Claquer la porte
Entre guillemets

Claquer la porte

 

Un peu comme l'écho, une parole d'Olivier Aubin, metteur en scène de 10-4, la nouvelle production du Théâtre des Marguerites, résonne depuis quelques jours dans ma tête. «Pour certaines personnes, du claquage de portes, ça peut avoir l'air d'un art un peu mineur. Mais si c'est fait avec rigueur et précision, ça atteint un autre niveau», avait laissé tomber l'homme de théâtre à propos du rythme de la fameuse pièce, qui est battu par l'ouverture et la fermeture de différentes portes.

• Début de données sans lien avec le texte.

PR #171, opened 2014-12-29
add zabbix_host module

rongzeng54:
zabbix_host module uses the Zabbix API to add and remove host.
And it don't need any other python module.
And it support all Zabbix API, so expand is easy.


dj-wasabi:
:+1: 
My ansible role could really use this...

jensdepuydt:
This looks like something I was thinking to do myself. Thanks

gregdek:
An alternate zabbix_host module was merged in March. Thanks for the code, @rongzeng54, and our apologies that it wasn't selected for inclusion; we hope the alternate module suits your needs.

PR #174, opened 2014-12-30
win_unzip Module

schwartzmx:
`win_unzip` module:
- Can be useful for extracting libraries or needed sources.
- Also for unzipping self-extracting `.exe`'s for hot fixes such as http://support.microsoft.com/kb/2842230.
- Would most likely be used in conjunction with `win_get_url` to first grab the file.
- All paths specified must be on windows node machine.  Absolute path required.

Initial need for this module was for extracting gzip files that were being pulled down from s3 using AWS and also remotely installing hot fix for initialization of Windows 2008 R2 Servers.

**Updates 1/11**:
- Renamed `zip` param to `src` to be consistent across modules.
- Added `recurse` param to allow for recursive decompression.
  - For example, provided `C:\Example.zip` as a `src`, which contains many `.gz` files.  Specifying `recurse=true` will carry out a recursive decompression of all files within the decompressed `Example.zip` (step 1) to be decompressed as well (step 2).  Further, specifying `rm = true` will remove all compressed files after decompression is complete.
- Added ability to unzip `tar`, `gzip`, and `bzip` files to coincide with added functionality to `win_zip` module: [#177 commit:fc4d2c0d34e321d929b9c751add8c8cd38cfad9c](https://github.com/schwartzmx/ansible-modules-extras/commit/fc4d2c0d34e321d929b9c751add8c8cd38cfad9c)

Sur le moment, j'étais restée sceptique. Mais après avoir assisté à la première médiatique de 10-4 la semaine dernière, j'admets qu'il est possible de pousser cet «art» un peu plus loin, surtout quand le texte de la pièce est solide. Et là, je dis «solide» dans le sens qu'il est «béton» dans son style. Car l'ouvre écrite par un certain Paul Slade Smith est tout sauf sérieuse. La comédie policière, dont l'intrigue tourne autour d'une fraude de 16 millions qu'aurait orchestrée le maire d'une municipalité,  nous plonge dans un univers des plus absurdes, où la naïveté, voire la stupidité de certains personnages nous soutire de nombreux rires. En effet, comment résister à une sérieuse comptable (Isabelle Cyr) constamment en chaleur, à la bouille de Luc Boucher, qui incarne un maire qui semble un peu simplet, ou à un sexy tueur à gages acadien (François Xavier Dufour) qui, lorsqu'il se fâche, s'exprime de manière incompréhensible?

 

Un genre

Comme pièce de théâtre d'été, on ne pouvait mieux choisir: on rigole, fait travailler nos méninges (qui est réellement l'auteur du crime financier?) et ressent à l'occasion quelques frissons de peur (le tueur à gages achève ses victimes d'une façon peu orthodoxe). Bref, on passe deux heures de bon temps, à des kilomètres de nos tracas quotidiens. Je conviens cependant que 10-4 ne révolutionne pas le genre. Mais, au moins, on s'éloigne des traditionnelles histoires de maris cocus et des blagues bien grasses, qui vont souvent de pair avec le théâtre d'été,  pour explorer des sentiers moins fréquentés. On plonge donc à pieds joints dans une ambiance légèrement glauque, qui nous rappelle des films comme Snatch de Guy Ritchie ou The Whole Nine Years de Jonathan Lynn. Un voyage qui se fait sans anicroche tant on se laisse séduire par les petites trouvailles de mise en scène (le flash photo chaque fois que le maire serre la pince à un nouveau personnage), les décors fastes et inquiétants, le jeu caricatural des acteurs et les fameuses portes qui claquent (!). Croyez-moi, celles-ci ne nous agacent en rien. Elles créent plutôt une musique, une tension qui nous tient en haleine: les maladroits policiers (Émilie Gilbert, Marc-François Blondin) en mission secrète pour piéger le maire dans une chambre d'hôtel seront-ils démasqués  ou réussiront-ils l'impossible?

Bon, c'est clair que je ne répondrai pas à cette question. Je n'ai nullement l'intention de brûler des punchs. Je vous propose plutôt d'assister à l'une des représentations de 10-4, à l'affiche du Théâtre des Marguerites jusqu'au 4 septembre. D'autant plus qu'un comédien originaire de la région fait partie de la distribution: Robert Brouillette.